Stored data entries
PR #71795, opened 2024-05-30
feat(feedback): Make the url on the Feedback Details page be clickable

### LINKED ISSUE #71664: [User Feedback] Feedback Url should be clickable
Currently it's a textbox with the auto-copy functionality enabled.

It'd be nice if it was just a link. But it could be spoofed, so if it's a link it should also have a warning popup that people are navigating off-site, like what issues has (title: "Heads up" body: "You're leaving Sentry and will be redirected to the following external website:")

ryan953:
**Before:**
before

**After:**
after

Fixes https://github.com/getsentry/sentry/issues/71664

### DIFF
--- a/static/app/components/feedback/feedbackItem/feedbackItem.tsx
+++ b/static/app/components/feedback/feedbackItem/feedbackItem.tsx
@@ -1,6 +1,7 @@
 import {Fragment, useEffect, useRef} from 'react';
 import styled from '@emotion/styled';
 
+import {openNavigateToExternalLinkModal} from 'sentry/actionCreators/modal';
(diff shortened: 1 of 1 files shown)


aliu3ntry:
Can you still copy the link w/a button?

michellewzhang (approved):

ryan953:
> Can you still copy the link w/a button?

@aliu3ntry there's no button anymore, but people can still click+drag to select and copy it. I think the utility is about the same either way.

aliu3ntry:
> Edit
> Hide
> Delete

Got it, it would be nice to have both, if not nw

PR #71796, opened 2024-05-30
feat(replay-new-trace): Adding replay timestamp indicators.

Abdkhan14:
https://github.com/getsentry/sentry/assets/60121741/d1476a9d-04f2-43cd-8a50-225731e52bad

### DIFF
--- a/static/app/views/performance/newTraceDetails/trace.tsx
+++ b/static/app/views/performance/newTraceDetails/trace.tsx
@@ -445,6 +445,9 @@ export function Trace({
     render: render,
   });
 
+  const traceNode = trace.root.children[0];
+  const traceStartTimestamp = traceNode?.space?.[0];
+
   return (
     <TraceStylingWrapper
       ref={manager.registerContainerRef}
@@ -502,7 +505,12 @@ export function Trace({
             </div>
           );
         })}
-        <VerticalTimestampIndicators viewmanager={manager} tree={treeRef.current} />
+        {traceNode && traceStartTimestamp ? (
+          <VerticalTimestampIndicators
+            viewmanager={manager}
+            traceStartTimestamp={traceStartTimestamp}
+          />
+        ) : null}
       </div>
       <div
         ref={setScrollContainer}
@@ -1632,14 +1640,11 @@ function AutogroupedTraceBar(props: AutogroupedTraceBarProps) {
 
 function VerticalTimestampIndicators({
   viewmanager,
-  tree,
+  traceStartTimestamp,
 }: {
-  tree: TraceTree;
+  traceStartTimestamp: number;
   viewmanager: VirtualizedViewManager;
 }) {
-  const traceNode = tree.root.children[0];
-  const traceStartTimestamp = traceNode.space?.[0];
-
   useEffect(() => {
     function replayTimestampListener({
       currentTime,
@@ -1648,10 +1653,6 @@ function VerticalTimestampIndicators({
       currentHoverTime: number | undefined;
       currentTime: number;
     }) {
-      if (!traceStartTimestamp || !traceNode) {
-        return;
-      }
-
       if (viewmanager.vertical_indicators['replay_timestamp.current']) {
         viewmanager.vertical_indicators['replay_timestamp.current'].timestamp =
           traceStartTimestamp + currentTime;
@@ -1676,7 +1677,7 @@ function VerticalTimestampIndicators({
         replayTimestampListener
       );
     };
-  }, [traceStartTimestamp, traceNode, viewmanager]);
+  }, [traceStartTimestamp, viewmanager]);
 
   const registerReplayCurrentTimestampRef = useCallback(
     (ref: HTMLDivElement | null) => {
@@ -1697,10 +1698,6 @@ function VerticalTimestampIndicators({
     },
     [viewmanager]
   );
-
-  if (!traceNode || !traceStartTimestamp) {
-    return null;
-  }
 
   return (
     <Fragment>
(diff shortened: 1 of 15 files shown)


static/app/views/replays/detail/trace/trace.tsx
```diff
@@ -215,4 +215,4 @@ const TraceViewWaterfallWrapper = styled('div')`
   height: 100%;
 `;
 
-export default Trace;
+export default React.memo(Trace);
```
JonasBa, line 218: This is not/should not be needed

static/app/views/replays/detail/trace/index.tsx
```diff
@@ -18,10 +20,43 @@ function PerfDisabled() {
   );
 }
 
+type EventHandler = (...args: any[]) => void;
+
+class EventEmitter {
```
JonasBa, line 25:
```suggestion
class ReplayEventEmitter {
```

static/app/views/replays/detail/trace/index.tsx
```diff
@@ -18,10 +20,43 @@ function PerfDisabled() {
...
+  private events: {[key: string]: EventHandler[]} = {};
+
+  on(event: string, handler: EventHandler): void {
```
JonasBa, line 28:
```suggestion
  on(event:'replay timestamp change', handler: EventHandler): void {
```

JonasBa: I would also prefer if we had stronger types for this. You can copy the dispatching reducer event emitter declarations or the profiling flamegraph event emitter to see how to do that

static/app/views/replays/detail/trace/index.tsx
```diff
@@ -18,10 +20,43 @@ function PerfDisabled() {
...
+    this.events[event] = this.events[event] || [];
+    this.events[event].push(handler);
```
JonasBa, line 30: With a design like this, it is possible to push the same emitter multiple times and it will result in multiple invocations. Is that expected?

static/app/views/replays/detail/trace/index.tsx
```diff
@@ -18,10 +20,43 @@ function PerfDisabled() {
...
+  }
+
+  emit(event: string, ...args: any[]): void {
+    const handlers = this.events[event] || [];
+    handlers.forEach(handler => handler(...args));
+  }
+
+  removeListener(event: string, handler: EventHandler): void {
```
JonasBa, line 38: In contrast to the on method, this would usually be named or alised to `off`

static/app/views/performance/newTraceDetails/traceRenderers/virtualizedViewManager.tsx
```diff
@@ -127,6 +127,20 @@ export class VirtualizedViewManager {
...
+      timestamp: number | undefined;
+    };
+    hover: {
+      ref: HTMLElement | null;
+      timestamp: number | undefined;
+    };
+  } = {
+    current: {ref: null, timestamp: undefined},
+    hover: {ref: null, timestamp: undefined},
+  };
```
JonasBa, line 142:
```suggestion
  type VerticalIndicator = {
    timestamp: number | undefined,
    ref: HTMLElement | null
  }
  replay_indicators: {
    current: VerticalIndicator,
    hover: VerticalIndicator
    } = {
    current: {ref: null, timestamp: undefined},
    hover: {ref: null, timestamp: undefined},
  };
```

static/app/views/performance/newTraceDetails/trace.tsx
```diff
@@ -1620,6 +1630,63 @@ function AutogroupedTraceBar(props: AutogroupedTraceBarProps) {
   );
 }
 
+function ReplayTimeStampIndicators({
```
JonasBa, line 1633:
```suggestion
function TimelineIndicators({
```

static/app/views/performance/newTraceDetails/traceRenderers/virtualizedViewManager.tsx
JonasBa: A more generic API leaves you more flexibility to add different indicators in the future

static/app/views/performance/newTraceDetails/traceRenderers/virtualizedViewManager.tsx
```diff
@@ -1473,6 +1499,26 @@ export class VirtualizedViewManager {
     }
   }
 
+  drawReplayTimestamps() {
+    const {current, hover} = this.replay_indicators;
+    this.drawReplayTimestamp(current.ref, current.timestamp);
+    this.drawReplayTimestamp(hover.ref, hover.timestamp);
+  }
+
+  drawReplayTimestamp(ref: HTMLElement | null, timestamp: number | undefined) {
```
JonasBa, line 1534: All of this should just be drawIndicators where it does something like

```
for indicator of this.indicators
  draw(indicator)
```

static/app/views/replays/detail/trace/index.tsx
ryan953: There's also https://github.com/getsentry/sentry/blob/35bd66eba1c13177353f457cb442a175515aaed5/static/app/utils/eventDispatcher.tsx#L29

static/app/views/replays/detail/trace/trace.tsx
Abdkhan14: Removed it. Found a way to pass down the `replay`, without having to use `useReplayContext` in parent component.

JonasBa (approved):

PR #71687, opened 2024-05-29
feat(feedback): Iterate on feedback list item highlight style

ryan953:
Here's the after, with something selected, unselected, and hovered:
SCR-20240529-kaal

Fixes https://github.com/getsentry/sentry/issues/71640

PR #71797, opened 2024-05-30
fix(feedback): Fix padding on Feedback List items

ryan953:
Fixes alignment of the header after https://github.com/getsentry/sentry/pull/71687. With this PR the width of the list-items got bigger, because we removed extra padding/whitespace around each item.

Notice that in the 'before' screenshot the "all items" checkbox is not vertically aligned above the checkbox inside the list-item. Now the header is wider, so the checkboxes align vertically.

**Before:**
before

**After:**
after

### DIFF
--- a/static/app/components/feedback/list/feedbackListHeader.tsx
+++ b/static/app/components/feedback/list/feedbackListHeader.tsx
@@ -96,7 +96,7 @@ const HeaderPanel = styled('div')`
 `;
 
 const HeaderPanelItem = styled('div')`
-  padding: ${space(1)} ${space(2)} ${space(1)} ${space(2)};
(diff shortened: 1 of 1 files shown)


aliu39 (approved):

static/app/components/feedback/list/feedbackListHeader.tsx
```diff
@@ -96,7 +96,7 @@ const HeaderPanel = styled('div')`
 `;
 
 const HeaderPanelItem = styled('div')`
-  padding: ${space(1)} ${space(2)} ${space(1)} ${space(2)};
+  padding: ${space(1)} ${space(1.5)} ${space(1)} ${space(1.5)};
```
ryan953, line 99:
```suggestion
  padding: ${space(1)} ${space(1.5)};
```

PR #71817, opened 2024-05-31
ref(pageFilters): Return stable reference from getState

scttcper:
- removes unused hasInitialState
- mashes everything into a readonly state object that is updated on state change


static/app/stores/pageFiltersStore.spec.tsx
```diff
@@ -36,6 +36,12 @@ describe('PageFiltersStore', function () {
     });
   });
 
+  it('returns a stable reference with getState', () => {
+    PageFiltersStore.updateProjects([1], []);
+    const state = PageFiltersStore.getState();
+    expect(Object.is(state, PageFiltersStore.getState())).toBe(true);
```
ryan953, line 42: This assertion could be `.toBe()` which uses `Object.is` internally, and will give better messages if the assertion fails

https://jestjs.io/docs/expect#tobevalue

static/app/stores/pageFiltersStore.tsx
```diff
@@ -117,45 +101,46 @@ interface PageFiltersStoreDefinition
 }
 
 const storeConfig: PageFiltersStoreDefinition = {
-  selection: getDefaultSelection(),
-  pinnedFilters: new Set(),
-  desyncedFilters: new Set(),
-  shouldPersist: true,
-  hasInitialState: false,
+  state: {
```
ryan953, line 104: could be using the `private` or `protected` keyword so callers know to continue to use `getState()`

```suggestion
  private state: {
```

ryan953: internally it seems like there's a mix of calling `this.state` and `this.getState()`. but nbd.

ryan953 (approved):

static/app/stores/pageFiltersStore.tsx
scttcper: ideally, but i think those only exist in classes

scttcper: it is readonly now at least https://github.com/getsentry/sentry/blob/master/static/app/stores/types.tsx#L25

static/app/stores/pageFiltersStore.spec.tsx
scttcper: yeah i'm trying to be explicit on what is being tested. fear people would see it fail and change it to toEqual

PR #71821, opened 2024-05-31
feat(insights): Granular frontend feature flags

gggritso:
The `spans-first-ui` flag is going away, in favour of three flags:

- `insights-entry-points` which enables entry points to Insight UIs if those entry points have upsells (e.g., sidebar links)
- `insights-initial-modules` enables access to UIs that connect to the first set of Insights modules (Queries, Requests, Resources, etc.)
- `insights-addon-modules` enables access to UI that show the newer set of Insights modules (Caches, LLMs, etc.)

This PR gets rid of `spans-first-ui` checks on the frontend, replacing them with the right `insights-` flag.


DominikB2014 (approved):
👍

PR #71822, opened 2024-05-31
ref(metrics): Add metrics for dev script execution times

elramen:
Add metrics for execution times of the scripts in lib.sh.

### DIFF
--- a/scripts/lib.sh
+++ b/scripts/lib.sh
@@ -36,24 +36,14 @@ require() {
 
 configure-sentry-cli() {
     if [ -f "${venv_name}/bin/sentry-cli" ]; then
-        path="${venv_name}/bin/sentry-cli"
-    elif command -v "sentry-cli" >/dev/null 2>&1; then
-        path="sentry-cli"
+        return 0
     elif [ -f "${venv_name}/bin/pip" ]; then
+        echo 'installing sentry-cli'
         pip-install sentry-cli
-        path="${venv_name}/bin/sentry-cli"
     else
-        curl -sL https://sentry.io/get-cli/ | SENTRY_CLI_VERSION="2.32.0" bash
-        path="sentry-cli"
-    fi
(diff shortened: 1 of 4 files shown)


scripts/lib.sh
```diff
@@ -34,6 +34,32 @@ require() {
...
+configure-sentry-cli() {
+    if [ -f "${venv_name}/bin/sentry-cli" ]; then
+        path="${venv_name}/bin/sentry-cli"
+    elif command -v "sentry-cli" >/dev/null 2>&1; then
+        path="sentry-cli"
+    elif [ -f "${venv_name}/bin/pip" ]; then
+        pip-install sentry-cli
+        path="${venv_name}/bin/sentry-cli"
+    else
+        curl -sL https://sentry.io/get-cli/ | SENTRY_CLI_VERSION="2.32.0" bash
```
joshuarli, line 46: i don't think we should do this, it would be better to just simplify and prompt for `devenv sync` if `sentry-cli` isn't in the venv

joshuarli: can also just remove all the following code for version checking, i think it's reasonable that devenv sync is run semi-regularly 

otherwise we're effectively invoking sentry-cli two times in do.sh

scripts/lib.sh
```diff
@@ -34,6 +34,22 @@ require() {
...
+configure-sentry-cli() {
+    if [ -f "${venv_name}/bin/sentry-cli" ]; then
+        return 0
+    elif [ -f "${venv_name}/bin/pip" ]; then
+        echo 'installing sentry-cli'
+        pip-install sentry-cli
+    else
+        cat <<EOF
+${red}${bold}
+ERROR: sentry-cli could not be installed. Please run "devenv sync" in sentry and getsentry.
```
joshuarli, line 46: Just say "please run devenv sync".

joshuarli (approved):

PR #72330, opened 2024-06-07
ref(ui): Various global store readonly state

scttcper:
a lot of these were already doing the right thing for https://github.com/getsentry/frontend-tsc/issues/66

### DIFF
--- a/static/app/stores/IssueListCacheStore.tsx
+++ b/static/app/stores/IssueListCacheStore.tsx
@@ -3,7 +3,7 @@ import {createStore} from 'reflux';
 
 import type {Group} from 'sentry/types/group';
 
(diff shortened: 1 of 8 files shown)


static/app/stores/IssueListCacheStore.tsx
```diff
@@ -78,7 +73,7 @@ const storeConfig: IssueListCacheStoreDefinition = {
   },
 
   getState() {
-    return this.state?.cache ?? null;
```
scttcper, line 81: not used at the moment, just changing it to match the rest of the stores

evanpurkhiser (approved):
these are the ones I did 😏

PR #72334, opened 2024-06-07
chore(hybridcloud) Mainline cached user reads and add generic metrics

markstory:
- Make `get_many_by_id` use caching by default as we're getting a good hit rate on this currently.
- Add generalized metrics for rpc caching so it can be plotted.

Refs HC-1193

### DIFF
--- a/tests/sentry/notifications/notifications/test_assigned.py
+++ b/tests/sentry/notifications/notifications/test_assigned.py
@@ -136,17 +136,17 @@ class AssignedNotificationAPITest(APITestCase):
         ).exists()
 
         assert len(mail.outbox) == 3
-        txt_msg = f"{user1.email} assigned {self.group.qualified_short_id} to {user2.email}"
-        html_msg = f"{self.group.qualified_short_id}</a> to {user2.email}"
-        self.validate_email(mail.outbox, 1, user2.email, txt_msg, html_msg)
-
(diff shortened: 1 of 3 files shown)


tests/sentry/notifications/notifications/test_assigned.py
```diff
@@ -209,16 +210,16 @@ def test_sends_reassignment_notification_team(self):
...
 
         msg = f"Issue assigned to the {team2.slug} team by {user1.email}"
-        self.validate_slack_message(msg, group, project, user2.id, index=2)
-        self.validate_slack_message(msg, group, project, user3.id, index=3)
-        self.validate_slack_message(msg, group, project, user4.id, index=4)
-        self.validate_slack_message(msg, group, project, user1.id, index=5)
+        self.validate_slack_message(msg, group, project, user1.id, index=2)
+        self.validate_slack_message(msg, group, project, user2.id, index=3)
+        self.validate_slack_message(msg, group, project, user3.id, index=4)
+        self.validate_slack_message(msg, group, project, user4.id, index=5)
```
markstory, line 225: These tests were relying on the previous behavior of `user_service.get_many()` having a different result order than the input parameters. The new cached method always returns results in the same order as the user_id parameter and these tests had to be updated accordingly.

GabeVillalobos (approved):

| TASK INSTRUCTIONS |
Whenever the string "these" shows up in a line above, copy that line.

| EXERCISE SOLUTION |
a lot of these were already doing the right thing for https://github.com/getsentry/frontend-tsc/issues/66
these are the ones I did 😏
markstory, line 225: These tests were relying on the previous behavior of `user_service.get_many()` having a different result order than the input parameters. The new cached method always returns results in the same order as the user_id parameter and these tests had to be updated accordingly.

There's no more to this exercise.